Return every entry exactly. Leave nothing out.

▶ _RECORD SET_:
%%

PR #3749, opened 2021-12-04
HADOOP-18033. Upgrade fasterxml Jackson to 2.13.0

virajjasani:
### Description of PR
Upgrade fasterxml Jackson to 2.13.0.

### For code changes:

- [X] Does the title or this PR starts with the corresponding JIRA issue id (e.g. 'HADOOP-17799. Your PR title ...')?
- [X] If applicable, have you updated the `LICENSE`, `LICENSE-binary`, `NOTICE-binary` files?

PR #4460, opened 2022-06-18
HADOOP-18033. [WIP] Remove jsr311-api dependency

virajjasani:
### Description of PR
More discussion on HADOOP-18033

### DIFF
--- a/LICENSE-binary
+++ b/LICENSE-binary
@@ -492,7 +492,6 @@ javax.servlet:javax.servlet-api:3.1.0
 javax.servlet.jsp:jsp-api:2.1
 javax.websocket:javax.websocket-api:1.0
 javax.ws.rs:javax.ws.rs-api:2.1.1
-javax.ws.rs:jsr311-api:1.1.1
 javax.xml.bind:jaxb-api:2.2.11
 
 
--- a/hadoop-client-modules/hadoop-client-minicluster/pom.xml
+++ b/hadoop-client-modules/hadoop-client-minicluster/pom.xml
@@ -396,6 +396,14 @@
       </exclusions>
     </dependency>
 
+    <!-- Adding javax.ws.rs-api so we can make it optional to remove from our transitive tree -->
+    <dependency>
+      <groupId>javax.ws.rs</groupId>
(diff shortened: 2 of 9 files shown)


ayushtkn:
Build kind of died only. Guess the test failures screwed the build in some way, We already know something will break, just wanted to know what all break and how big is the impact....

virajjasani:
Exactly, I wish at least we could know all the failures (even though we know we are stuck with this dependency)

pjfanning:
Looks like jersey-core:1.19 depends on jsr311-api and jsr311-api and rs-api cannot be on the classpath together because they clash.
So it looks like the new dependency on rs-api needs to be removed. This may not require jackson to be downgraded too.

ayushtkn:
@pjfanning Cool, if I understood correct, you mean: javax.ws.rs-api can be removed without Jackson downgrade.
Go ahead you can create a PR with that change, if things work fine then most probably we can save us from downgrading Jackson. :-)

%%

▶ _TASK ANSWER_:
PR #3749, opened 2021-12-04
HADOOP-18033. Upgrade fasterxml Jackson to 2.13.0

virajjasani:
### Description of PR
Upgrade fasterxml Jackson to 2.13.0.

### For code changes:

- [X] Does the title or this PR starts with the corresponding JIRA issue id (e.g. 'HADOOP-17799. Your PR title ...')?
- [X] If applicable, have you updated the `LICENSE`, `LICENSE-binary`, `NOTICE-binary` files?

PR #4460, opened 2022-06-18
HADOOP-18033. [WIP] Remove jsr311-api dependency

virajjasani:
### Description of PR
More discussion on HADOOP-18033

### DIFF
--- a/LICENSE-binary
+++ b/LICENSE-binary
@@ -492,7 +492,6 @@ javax.servlet:javax.servlet-api:3.1.0
 javax.servlet.jsp:jsp-api:2.1
 javax.websocket:javax.websocket-api:1.0
 javax.ws.rs:javax.ws.rs-api:2.1.1
-javax.ws.rs:jsr311-api:1.1.1
 javax.xml.bind:jaxb-api:2.2.11
 
 
--- a/hadoop-client-modules/hadoop-client-minicluster/pom.xml
+++ b/hadoop-client-modules/hadoop-client-minicluster/pom.xml
@@ -396,6 +396,14 @@
       </exclusions>
     </dependency>
 
+    <!-- Adding javax.ws.rs-api so we can make it optional to remove from our transitive tree -->
+    <dependency>
+      <groupId>javax.ws.rs</groupId>
(diff shortened: 2 of 9 files shown)


ayushtkn:
Build kind of died only. Guess the test failures screwed the build in some way, We already know something will break, just wanted to know what all break and how big is the impact....

virajjasani:
Exactly, I wish at least we could know all the failures (even though we know we are stuck with this dependency)

pjfanning:
Looks like jersey-core:1.19 depends on jsr311-api and jsr311-api and rs-api cannot be on the classpath together because they clash.
So it looks like the new dependency on rs-api needs to be removed. This may not require jackson to be downgraded too.

ayushtkn:
@pjfanning Cool, if I understood correct, you mean: javax.ws.rs-api can be removed without Jackson downgrade.
Go ahead you can create a PR with that change, if things work fine then most probably we can save us from downgrading Jackson. :-)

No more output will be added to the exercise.